Over the past 30 years, many databases have been constructed to archive information of TF binding sites, providing invaluable resources for the transcription community and beyond. For instance, TRANSFAC ( 11), JASPAR ( 12) and UniPROBE ( 13) are the most common open-access databases containing hundreds of transcription factor position weight matrices (PWMs) constructed from DNA binding sequences. The PWMs can help search and predict potential TF binding sites in the whole genome. Meanwhile, TF regulatory activity has been known as biological species-dependent. Hence, lots of species-specific TF databases were created, such as PlantTFDB for plant ( 14), AnimalTFDB for Animal ( 15) and ITFP for human, mouse and rat ( 16). Some databases such as TFBSshape ( 17) not only contain extensive nucleotide sequences of TFs, but also calculate DNA structural features from nucleotide sequences provided by motif databases. Unfortunately, none of these databases records methylated DNA binding sites for TFs.

With the advance of next generation sequencing technologies, DNA methylation sites can be determined at the single base pair resolution. A number of systematical DNA methylation databases have been developed for epigenetic studies. As the first DNA methylation database, MethDB stores DNA methylation data and gene expression information ( 18). NGSMethDB archives DNA methylation profiles generated from bisulfite sequencing technique ( 19). MethBank ( 20), MethyCancer ( 21) and MENT ( 22) focus on DNA methylation status of some specific biological problems, such as embryonic development and multifarious cancers. MethSMRT hosts the DNA N6-methyladenine and N4-methylcytosine methylomes ( 23). ENCODE database also contains many datasets of Whole Genome Bisulfite Sequencing (WGBS) and ChIP-Seq datasets obtained from many cell lines. These databases provide us with a large amount of profiles including TFs binding sequences and corresponding DNA methylation status. However, none of the existing databases systematically documents the interactions between TFs and methylated DNA sequences.

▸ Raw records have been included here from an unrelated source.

PR #456, opened 2026-02-16
Only assemble the mechanical system matrix when necessary

Rombur:
This PR split `assemble_system` in two: `assemble_matrix` and `assemble_rhs`. `assemble_rhs` is called every time steps while `assemble_matrix` is only called when the mesh or the dof indices are changed.

Alternative to https://github.com/adamantine-sim/adamantine/pull/444

### DIFF
--- a/application/adamantine.hh
+++ b/application/adamantine.hh
@@ -1,4 +1,4 @@
-/* SPDX-FileCopyrightText: Copyright (c) 2016 - 2025, the adamantine authors.
+/* SPDX-FileCopyrightText: Copyright (c) 2016 - 2026, the adamantine authors.
  * SPDX-License-Identifier: Apache-2.0 WITH LLVM-exception
  */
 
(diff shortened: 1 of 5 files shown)


Rombur:
@masterleinad We messed up. The matrix actually changes all the time because we only compute the mechanics on the solid part not on the liquid. This changes even if we don't touch the mesh. We update the fe indices in `setup_dofs` to filter out the melted cells.

masterleinad:
> @masterleinad We messed up. The matrix actually changes all the time because we only compute the mechanics on the solid part not on the liquid. This changes even if we don't touch the mesh. We update the fe indices in `setup_dofs` to filter out the melted cells.

https://github.com/adamantine-sim/adamantine/pull/444 takes that into account AFAICT.

Rombur:
That's right. 

We should still review the assembly and probably use multithreading for it too. You saw a big performance improvement because it takes time for the material to melt. If you just look at the first few seconds, you can reuse the sparse matrix. Once you start printing, you need to re-assemble the sparse matrix almost all the time, especially if you use the `mechanical_time_step_factor` (unless you dwell).

PR #472, opened 2026-04-27
Use three cores when runing test_integration_3d in debug mode

Rombur:
We have a couple of PRs that are timing out on `test_integration_3d`. The issue is that this test runs very slowly in debug mode. On some machines it completes on time, but on others it times out. This PR uses 3 cores to run the test in debug.


Rombur:
Actually let's not do that. I thought that we were testing both Debug and Release versions of the code but we only test Debug. Since the problem  only appears for the CPU configuration, I will just switch this configuration to Release. That way we test both configurations.

PR #473, opened 2026-04-27
CI: run the CPU configuration in Release mode

Rombur:
Supersede #472

### DIFF
--- a/source/PostProcessor.cc
+++ b/source/PostProcessor.cc
@@ -103,30 +103,34 @@ dealii::Vector<double> PostProcessor<dim>::get_von_mises_stress(
   // currently just average the values on the cells.
   dealii::Vector<double> von_mises_stress(
       _mechanical_dof_handler->get_triangulation().n_active_cells());
-  unsigned int const n_quad_pts =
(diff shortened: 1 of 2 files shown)


source/PostProcessor.cc
```diff
@@ -103,30 +103,34 @@ dealii::Vector<double> PostProcessor<dim>::get_von_mises_stress(
   // currently just average the values on the cells.
   dealii::Vector<double> von_mises_stress(
       _mechanical_dof_handler->get_triangulation().n_active_cells());
-  unsigned int const n_quad_pts =
-      stress_tensor.size() > 0 ? stress_tensor[0].size() : 0;
-  unsigned int cell_id = 0;
-  for (auto const &cell : _mechanical_dof_handler->active_cell_iterators())
+  // Currently we only support computing the von mises in 3D.
+  if constexpr (dim == 3)
```
masterleinad, line 107: That looks unrelated.

Rombur: We are accessing the element `[2][2`] in a `Tensor<2,dim>` which does not work if `dim = 2`. I don't know why we don't get an error in debug.

PR #126, opened 2021-06-28
Support agent namespace.

wuwen5:
Support the agent namespace, keep consistent with java side


kezhenxu94 (approved):
Thank you @wuwen5 very much, 🙇🏻

PR #127, opened 2021-07-11
Query and dispatch ProfileTaskCommand

Humbertzhang:
Add query and dispatch part of ProfileTaskCommand, mainly includes those steps:

```
1. query ProfileTaskCommand from OAPServer.
2. deserialize command to object
3. dispatch it to appropriate CommandExecutor, here is ProfileTaskCommandExecutor
4. check the ProfileTask's attributes is rational and add it in profile task queue
```
It uses two threads to complete the task: `QueryProfileCommandThread` for query and `CommandDispatchThread` for command dispatch and check.

This PR is the first part of https://github.com/apache/skywalking/issues/5943. I will add the execute part and tests for profiling feature in following PRs.

PR #128, opened 2021-07-11
removed requests as required dependency

tom-pytel:
Fix https://github.com/apache/skywalking/issues/7282 due to #125

### DIFF
--- a/setup.py
+++ b/setup.py
@@ -39,7 +39,6 @@ setup(
         "grpcio",
         "grpcio-tools",
         "packaging",
-        "requests",
         "wrapt",
     ],
     extras_require={


tom-pytel:
So if you have nothing against it I will look into replacing requests with standard python lib urllib to do the connections?

wu-sheng (approved):
Do we need

wu-sheng:
FYI @potiuk This has been reverted and kept optional only.

tom-pytel:
> Do we need

A different communication method? If requests is license problematic then why not change to standard python lib if possible, one less dependency too.

wu-sheng:
> > Do we need
> 
> A different communication method? If requests is license problematic then why not change to standard python lib if possible, one less dependency too. https://github.com/psf/requests/pull/5797. We just need their new release.

Sorry, it was a copy/paste issue. There is no issue. This dependency issue should be resolved from the upstream repo already.

tom-pytel:
Heads up, I just grabbed the latest master which should have this and #127 merged and this change is not present. `setup.py` still contains `requests` as a required dependency. Guessing merge with @127 list it?

kezhenxu94:
> Heads up, I just grabbed the latest master which should have this and #127 merged and this change is not present. `setup.py` still contains `requests` as a required dependency. Guessing merge with @127 list it?

Hey, I can see `requests` is not required dependency. https://github.com/apache/skywalking-python/blob/master/setup.py It’s in `http` extra dependency.

potiuk:
Correct. I mentioned that in my report. So this is right, it's not *necesssary* according to the ASF Policy (similarly in Airflow we have a lot of extras with `requests`) - the "optional" LGPL dependency is acceptable. But once the new version is out, I think it would be great to make it "minimal" version of requests - this way the LGPL dependency becomes optional even for optional dependencies ;)

PR #130, opened 2021-07-15
removed trace/ipc

tom-pytel:
This explicit method no longer needed since `fork()` handling is now automatic via `os.register_at_fork()`.


tom-pytel:
Added `grpc.max_connection_age_grace_ms = 1000 * config.GRPC_TIMEOUT` to `grpc.insecure_channel()`. According to the documentation this is supposed to default to 30 minutes. In practice if this is not explicitly set here with current value of 5 minutes then timeouts happen all the time even if spans are being constantly sent. Strange...

kezhenxu94 (approved):

PR #135, opened 2021-07-24
update init param name

zgfh:
update init param name


kezhenxu94 (commented):
For master branch, we recently change the init param names, if you are using previous version, please read the corresponding doc

zgfh:
thinks,good to know it

PR #136, opened 2021-07-24
fix trace decorator not work

zgfh:
fix trace decorator not work


wu-sheng:
Please explain why it is not working, and provide the cases.

tom-pytel:
See #137, let me know if fixed.

zgfh:
@tom-pytel it work for me ,thanks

To fill this gap for the researchers to better understand the interactions between DNA methylation and TFs, we collected information about methylated DNA–TF interactions from two major public sources: published literatures and ENCODE database. We developed a database, dubbed as MeDReaders, where 753 methylated DNA–TF interactions involving 731 TFs were manually curated from the literature. A total of 292 TFs were predicted to bind to distinct methylated and unmethylated DNA motifs based on integration of WGBS data and ChIP-Seq data in six human cell lines and one mouse cell line extracted from ENCODE and GEO database. MeDReaders can help the scientists to compare methylated DNA binding activities between different species and datasets, and further understand the biological processes that are mediated by DNA methylation. The MeDReaders is publicly available at http://medreader.org/ without use restriction.

MATERIALS AND METHODS

Data sources

To extract experimentally confirmed methylated DNA–TF interactions from the published literatures, we first searched all relevant papers from the PubMed literature database. CEBPα ( 3, 6), ZFP57/KAP1 ( 5, 24), ZBTB33 ( 4), CEBPB/ATF4 ( 25) were found to interact with methylated DNA using EMSA or ChIP-BS-seq experiments. Hundreds of TFs were identified to prefer CpG-methylated sequences by high-throughput technology, such as Tandem mass spectrometry (MS/MS) ( 26, 27), protein microarray ( 3), methylation-sensitive SELEX ( 9). In total we manually curated 753 methylated DNA–TF interactions involving 731 TFs from 4 human cell lines/tissues and 4 mouse cell lines/tissues (Table 1). However, the retrieved records are different due to diverse methods in individual experiments. For example, using SELEX in vitro, we only got TF binding motifs instead of binding sequences. But we obtained some protein binding DNA sequences from protein arrays, where methylated binding motif logos for only a few specific TFs can be retrieved.